Reproduce word for word every line of the entries below, from the line containing "Hope you find a better solution." through the final line, and nothing else.

** Task input follows **

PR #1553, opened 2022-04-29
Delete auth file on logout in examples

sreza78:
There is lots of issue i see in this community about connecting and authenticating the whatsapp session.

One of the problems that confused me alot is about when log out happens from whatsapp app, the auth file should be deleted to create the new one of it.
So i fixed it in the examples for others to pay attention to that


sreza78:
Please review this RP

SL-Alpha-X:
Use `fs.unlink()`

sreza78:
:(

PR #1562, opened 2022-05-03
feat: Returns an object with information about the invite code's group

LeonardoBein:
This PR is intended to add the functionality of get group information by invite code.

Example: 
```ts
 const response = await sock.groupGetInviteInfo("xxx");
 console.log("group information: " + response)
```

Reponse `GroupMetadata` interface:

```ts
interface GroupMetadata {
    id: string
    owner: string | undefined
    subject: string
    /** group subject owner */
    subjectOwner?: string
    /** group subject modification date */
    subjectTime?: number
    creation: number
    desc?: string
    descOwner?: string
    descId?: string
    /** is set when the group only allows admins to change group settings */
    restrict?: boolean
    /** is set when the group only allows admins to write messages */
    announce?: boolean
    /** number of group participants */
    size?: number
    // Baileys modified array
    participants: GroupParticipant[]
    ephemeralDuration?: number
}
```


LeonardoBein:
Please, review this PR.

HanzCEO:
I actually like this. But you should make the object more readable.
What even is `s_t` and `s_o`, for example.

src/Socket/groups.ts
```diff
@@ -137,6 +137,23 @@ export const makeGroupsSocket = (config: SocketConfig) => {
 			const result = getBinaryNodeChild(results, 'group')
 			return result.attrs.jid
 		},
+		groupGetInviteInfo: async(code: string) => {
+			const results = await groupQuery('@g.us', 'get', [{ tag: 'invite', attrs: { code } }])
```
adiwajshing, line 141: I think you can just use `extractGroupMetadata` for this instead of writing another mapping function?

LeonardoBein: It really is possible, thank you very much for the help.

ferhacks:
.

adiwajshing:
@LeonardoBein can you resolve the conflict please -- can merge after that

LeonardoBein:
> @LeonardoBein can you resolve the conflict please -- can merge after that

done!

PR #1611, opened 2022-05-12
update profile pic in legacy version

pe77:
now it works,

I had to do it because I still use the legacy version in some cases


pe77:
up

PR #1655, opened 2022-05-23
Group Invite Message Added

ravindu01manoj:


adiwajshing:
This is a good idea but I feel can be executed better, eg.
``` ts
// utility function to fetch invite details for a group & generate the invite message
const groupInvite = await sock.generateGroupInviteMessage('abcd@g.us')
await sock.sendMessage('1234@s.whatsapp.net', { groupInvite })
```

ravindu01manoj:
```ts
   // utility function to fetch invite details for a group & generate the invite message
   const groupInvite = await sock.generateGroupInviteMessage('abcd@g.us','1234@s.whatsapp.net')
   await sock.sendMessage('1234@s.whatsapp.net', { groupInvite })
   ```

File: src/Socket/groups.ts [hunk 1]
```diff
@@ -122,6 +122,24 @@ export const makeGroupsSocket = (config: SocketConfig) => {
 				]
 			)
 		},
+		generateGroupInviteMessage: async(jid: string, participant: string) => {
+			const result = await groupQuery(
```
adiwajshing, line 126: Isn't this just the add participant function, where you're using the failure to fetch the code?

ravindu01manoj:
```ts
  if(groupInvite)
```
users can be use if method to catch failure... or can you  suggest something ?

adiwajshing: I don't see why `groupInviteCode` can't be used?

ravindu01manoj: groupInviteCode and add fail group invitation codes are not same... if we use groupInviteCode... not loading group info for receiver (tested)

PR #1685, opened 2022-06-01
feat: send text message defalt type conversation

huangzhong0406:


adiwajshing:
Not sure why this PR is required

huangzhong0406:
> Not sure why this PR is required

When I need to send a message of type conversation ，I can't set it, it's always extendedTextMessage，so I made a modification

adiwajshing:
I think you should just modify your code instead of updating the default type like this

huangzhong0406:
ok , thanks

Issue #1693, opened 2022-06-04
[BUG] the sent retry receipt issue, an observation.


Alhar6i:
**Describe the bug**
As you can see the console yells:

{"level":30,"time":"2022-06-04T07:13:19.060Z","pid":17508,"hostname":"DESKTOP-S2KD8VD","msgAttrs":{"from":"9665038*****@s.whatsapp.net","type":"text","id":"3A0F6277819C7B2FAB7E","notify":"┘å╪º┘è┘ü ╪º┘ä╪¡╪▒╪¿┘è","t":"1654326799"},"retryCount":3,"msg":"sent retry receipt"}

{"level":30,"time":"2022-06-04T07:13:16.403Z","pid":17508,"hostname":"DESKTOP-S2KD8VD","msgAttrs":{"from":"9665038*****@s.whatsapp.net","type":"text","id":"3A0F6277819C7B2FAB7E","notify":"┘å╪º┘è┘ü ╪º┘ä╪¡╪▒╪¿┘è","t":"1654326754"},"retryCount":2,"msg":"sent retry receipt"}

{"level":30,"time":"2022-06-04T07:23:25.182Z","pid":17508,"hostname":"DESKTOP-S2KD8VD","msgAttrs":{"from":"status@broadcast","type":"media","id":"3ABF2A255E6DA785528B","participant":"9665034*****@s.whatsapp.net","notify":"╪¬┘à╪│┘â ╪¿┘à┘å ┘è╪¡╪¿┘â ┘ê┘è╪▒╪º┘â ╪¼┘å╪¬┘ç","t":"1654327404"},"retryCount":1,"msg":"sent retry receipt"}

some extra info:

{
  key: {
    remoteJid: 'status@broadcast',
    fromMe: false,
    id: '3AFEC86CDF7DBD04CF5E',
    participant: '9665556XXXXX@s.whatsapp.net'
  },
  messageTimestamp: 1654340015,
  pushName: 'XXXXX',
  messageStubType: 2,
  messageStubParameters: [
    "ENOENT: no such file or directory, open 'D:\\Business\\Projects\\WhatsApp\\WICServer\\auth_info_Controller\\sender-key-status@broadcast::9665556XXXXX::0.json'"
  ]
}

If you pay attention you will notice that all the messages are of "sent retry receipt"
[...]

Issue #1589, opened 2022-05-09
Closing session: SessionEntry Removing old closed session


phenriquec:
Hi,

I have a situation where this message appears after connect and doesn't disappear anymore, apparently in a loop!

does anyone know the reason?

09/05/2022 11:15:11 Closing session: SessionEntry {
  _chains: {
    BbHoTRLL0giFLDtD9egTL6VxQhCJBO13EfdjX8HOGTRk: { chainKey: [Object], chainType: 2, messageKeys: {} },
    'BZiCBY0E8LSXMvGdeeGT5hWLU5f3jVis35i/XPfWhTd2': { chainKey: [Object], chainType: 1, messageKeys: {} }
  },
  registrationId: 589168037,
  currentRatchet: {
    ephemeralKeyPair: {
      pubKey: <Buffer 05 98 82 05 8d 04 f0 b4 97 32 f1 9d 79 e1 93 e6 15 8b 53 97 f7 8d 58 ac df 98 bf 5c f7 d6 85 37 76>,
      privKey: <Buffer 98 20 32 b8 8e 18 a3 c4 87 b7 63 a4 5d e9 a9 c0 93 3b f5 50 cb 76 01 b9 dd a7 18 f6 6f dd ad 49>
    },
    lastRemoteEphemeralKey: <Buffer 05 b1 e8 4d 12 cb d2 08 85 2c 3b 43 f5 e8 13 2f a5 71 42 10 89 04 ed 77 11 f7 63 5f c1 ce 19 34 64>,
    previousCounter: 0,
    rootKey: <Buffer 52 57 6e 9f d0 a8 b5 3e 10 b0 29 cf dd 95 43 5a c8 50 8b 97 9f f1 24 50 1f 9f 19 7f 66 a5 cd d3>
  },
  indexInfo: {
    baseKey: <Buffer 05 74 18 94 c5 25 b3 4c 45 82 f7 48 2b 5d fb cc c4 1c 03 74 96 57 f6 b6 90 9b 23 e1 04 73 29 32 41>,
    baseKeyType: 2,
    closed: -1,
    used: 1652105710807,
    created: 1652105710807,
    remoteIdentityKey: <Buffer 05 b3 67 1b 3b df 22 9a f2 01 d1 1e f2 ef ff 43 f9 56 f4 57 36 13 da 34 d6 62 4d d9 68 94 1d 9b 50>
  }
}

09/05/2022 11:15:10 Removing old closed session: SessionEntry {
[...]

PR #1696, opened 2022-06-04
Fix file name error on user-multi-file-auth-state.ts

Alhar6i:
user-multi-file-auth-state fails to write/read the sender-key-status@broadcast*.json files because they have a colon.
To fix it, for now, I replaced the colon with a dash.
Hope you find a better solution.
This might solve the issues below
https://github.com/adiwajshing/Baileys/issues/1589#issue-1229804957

** End of Task input **

Task answer ->
Hope you find a better solution.
This might solve the issues below
https://github.com/adiwajshing/Baileys/issues/1589#issue-1229804957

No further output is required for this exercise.